Alfred H. Miles, ed. Women Poets of the Nineteenth Century. 1907.

By Poems. X. Morning. By the Seaside

Frances Anne Kemble (1809–1893)

WITH these two kisses on thine eyes

I melt thy sleep away—arise!

For look, my love, Phœbus his golden hand

Hath laid upon the white mane of the sea,

And springing from the fresh brine gloriously,

He glances keen o’er the long level strand.

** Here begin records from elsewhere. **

PR #678, opened 2023-12-30
Fix Clujbike

martgnz:
Endpoint shut down. Loads data from this map instead: https://portal.clujbike.eu/harta-statii-biciclete

### DIFF
--- a/pybikes/clujbike.py
+++ b/pybikes/clujbike.py
@@ -1,13 +1,14 @@
 # -*- coding: utf-8 -*-
+# Copyright (C) 2023, Martín González Gómez <m@martingonzalez.net>
+# Distributed under the AGPL license, see LICENSE.txt
+
+import re
 import json
 
-from .base import BikeShareSystem, BikeShareStation
-from . import utils
+from pybikes import BikeShareSystem, BikeShareStation, PyBikesScraper
 
 
 class Clujbike(BikeShareSystem):
-
-    sync = True
 
     meta = {
         'system': 'Clujbike',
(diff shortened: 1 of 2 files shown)


pybikes/clujbike.py
```diff
@@ -19,70 +20,34 @@ def __init__(self, tag, feed_url, meta):
...
-            'IdStatus' : '0',
-            'Status' : '',
-            'StatusType' : '',
-            'Latitude' : '0',
-            'Longitude' : '0',
-            'IsValid' : 'true',
-            'CustomIsValid' : 'false',
-            'Id' : '0',
-        }
+        data = re.search(r'var stations = (.*?;)', raw).group(1).replace('}];', '}]')
```
eskerda, line 27:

Now come his horses up, all snorting fire,

The lovely morning hours, hymning their choir

Of triumph, circle round the royal sun,

And the bright pageant of the day’s begun.

Come, let me lock in mine thy hand,

And pace we with swift feet, this smooth and sparkling sand.

See, how the swollen ridges of the waves

Curl into crystal caves,

Rising and rounding,

Rolling, rebounding,

Echoing, resounding,

And running into curves of creamy spray,

Mark, with white wavy lines, the far-indented bay.

The little bark, that by the sheltering shore,

Folded her wings, and rocked herself to sleep,

Shakes out her pinions to the breeze once more,

And like a swallow, dips, and skims the deep.

Hail, welcome day! hail, miracle of light!

Hail, wondrous resurrection from the night!

Hail, glorious earth! hail, ocean, fearful fair!

Hail, ye sweet kisses of fresh morning air!

Hail thou! my love, my life, my air, my light,

Soul of my day! my morning, noon, and night!